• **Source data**

--- --- ---

PR #840, opened 2024-03-18
Properly propagate SIGTERM signal in Kubernetes Tentacle

APErebus:
# Background

Observation when updating the Kubernetes Agent tentacle container is that it always took 30s to terminate before the new container would start up. During this process, the terminating container would continue to handle halibut messages.

This indicated that Tentacle was not correctly handling the SIGTERM event that Kubernetes should be passing. Investigation indicated that because we were launching the tentacle as a sub-process of bash (which was a sub-process of the shell entrypoint), that this wasn't being passed down.

This PR updates the docker file and script

# Results

Changes the entrypoint of the kubernetes tentacle docker image to be a single bash script, which launches tentacle via `exec`, which replaces bash with the tentacle process. As a result, this becomes process with pid `1`, which is what receives the `SIGTERM` event.

image

This means that Tentacle now shutdowns much faster (<1s)

This was verified by a testing with fixed 10s thread sleep in the app process shutdown handler and observice that termination took 10s.

Shortcut story: [sc-73493]

# How to review this PR

Quality :heavy_check_mark:

# Pre-requisites

### DIFF
--- a/docker/kubernetes-tentacle/Dockerfile
+++ b/docker/kubernetes-tentacle/Dockerfile
@@ -18,7 +18,7 @@ COPY _artifacts/docker/tentacle_${BUILD_NUMBER}_${TARGETOS}-${TARGETARCH}${TARGE
 RUN apt-get update
 RUN apt install ./tentacle.deb -y
 RUN apt-get clean
-RUN apt install curl tini -y
+RUN apt install curl -y
 RUN rm -rf /var/lib/apt/lists/*
 
 WORKDIR /
@@ -53,8 +53,7 @@ ENV OCTOPUS__K8STENTACLE__DISABLEAUTOPODCLEANUP="False"
 ENV TentacleHome=""
 ENV TentacleApplications=""
 
-# We use tini here as the entrypoint so it correctly propagates SIGTERM signals to the tentacle child process (allowing for graceful shutdown to occur)
-ENTRYPOINT ["/usr/bin/tini", "-g", "--", "/scripts/configure-and-run.sh"]
+ENTRYPOINT ["/scripts/configure-and-run.sh"]
 
 LABEL \
     org.label-schema.schema-version="1.0" \
--- a/docker/kubernetes-tentacle/Dockerfile
+++ b/docker/kubernetes-tentacle/Dockerfile
@@ -53,7 +53,7 @@ ENV OCTOPUS__K8STENTACLE__DISABLEAUTOPODCLEANUP="False"
 ENV TentacleHome=""
 ENV TentacleApplications=""
 
-# Change the entrypoint to be tini
+# We use tini here as the entrypoint so it correctly propagates SIGTERM signals to the tentacle child process (allowing for graceful shutdown to occur)
 ENTRYPOINT ["/usr/bin/tini", "-g", "--", "/scripts/configure-and-run.sh"]
 
 LABEL \
--- a/docker/kubernetes-tentacle/Dockerfile
+++ b/docker/kubernetes-tentacle/Dockerfile
@@ -18,7 +18,7 @@ COPY _artifacts/docker/tentacle_${BUILD_NUMBER}_${TARGETOS}-${TARGETARCH}${TARGE
 RUN apt-get update
 RUN apt install ./tentacle.deb -y
 RUN apt-get clean
-RUN apt install curl -y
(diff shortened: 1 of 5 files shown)


docker/kubernetes-tentacle/scripts/configure-and-run.sh
```diff
@@ -230,13 +230,22 @@ function registerTentacle() {
     tentacle "${ARGS[@]}"
 }
 
+function run() {
+    echo "==============================================="
+    echo "Starting Octopus Deploy Kubernetes Tentacle"
+    echo "==============================================="
+
+    exec tentacle agent --instance Tentacle --noninteractive
```
APErebus, line 238: the `exec` here means that the host bash process is replaced by the `tentacle` process

docker/kubernetes-tentacle/Dockerfile
```diff
@@ -53,7 +53,8 @@ ENV OCTOPUS__K8STENTACLE__DISABLEAUTOPODCLEANUP="False"
 ENV TentacleHome=""
 ENV TentacleApplications=""
 
-CMD /scripts/configure-tentacle.sh && /scripts/run-tentacle.sh
+# Change the entrypoint to be tini
```
scme0, line 56: Maybe update this comment to a "why" instead of a "what"?

scme0 (approved):
Nice! Just one minor comment from me 👍

docker/kubernetes-tentacle/scripts/configure-and-run.sh
scme0: Maybe add this comment as a comment in the bash script?

docker/kubernetes-tentacle/Dockerfile
APErebus: yep, good call!

zentron:
Sounds like a good find, is this problem\solution any different to the standard Tentacle or Octopus Server Docker Image? If so, lets bring the "fix" across there, If not, why not?

docker/kubernetes-tentacle/Dockerfile
scme0: Sorry, I added another comment for the other exec part too 😅

APErebus: done!

APErebus:
> Sounds like a good find, is this problem\solution any different to the standard Tentacle or Octopus Server Docker Image? If so, lets bring the "fix" across there, If not, why not?

I let @OctopusDeploy/team-server-at-scale know about the standard tentacle docker image and they said they'd handle it as part of MQS.

I'm honestly not sure about server 🤔

APErebus:
PR was update to no longer use `tini` as it's not required. This is in-line with how server works (using `exec` to replace the host bash process)

scme0 (approved):
Event better! 🚀

docker/kubernetes-tentacle/scripts/configure-and-run.sh
```diff
@@ -230,13 +230,23 @@ function registerTentacle() {
...
+
+
 function verifyTentacleIsNotRegistered() {
   setupVariablesForRegistrationCheck
   getStatusOfRegistration
 
   if [ "$IS_REGISTERED" == "true" ]; then
       echo "Tentacle is already configured and registered with server."
-      exit 0
+      run
```
flin-8, line 249: Do you still need this if we have `run` at the bottom?

APErebus: yeah, otherwise we need to rejigger the logic flow so it doesn't run the configuration steps again. After the `exec` line, this script is stopped

flin-8: Ah ok... conceptually it's like this right?

```
isRegistered = HasBeenRegistered()

if (!isRegistered)
{
  configure....
}

run
```

How much effort would it be to rejig the flow?

flin-8 (approved):
LGTM + comment

docker/kubernetes-tentacle/scripts/configure-and-run.sh
APErebus: conceptually yes. Hrm, I don't think it would be _that_ hard 🤔
We can do another PR :)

--- --- ---

• **TASK BRIEF**
A single number is the answer: the count of lines above that include the string "solution".

• **RESPONSE TO THIS TASK**
2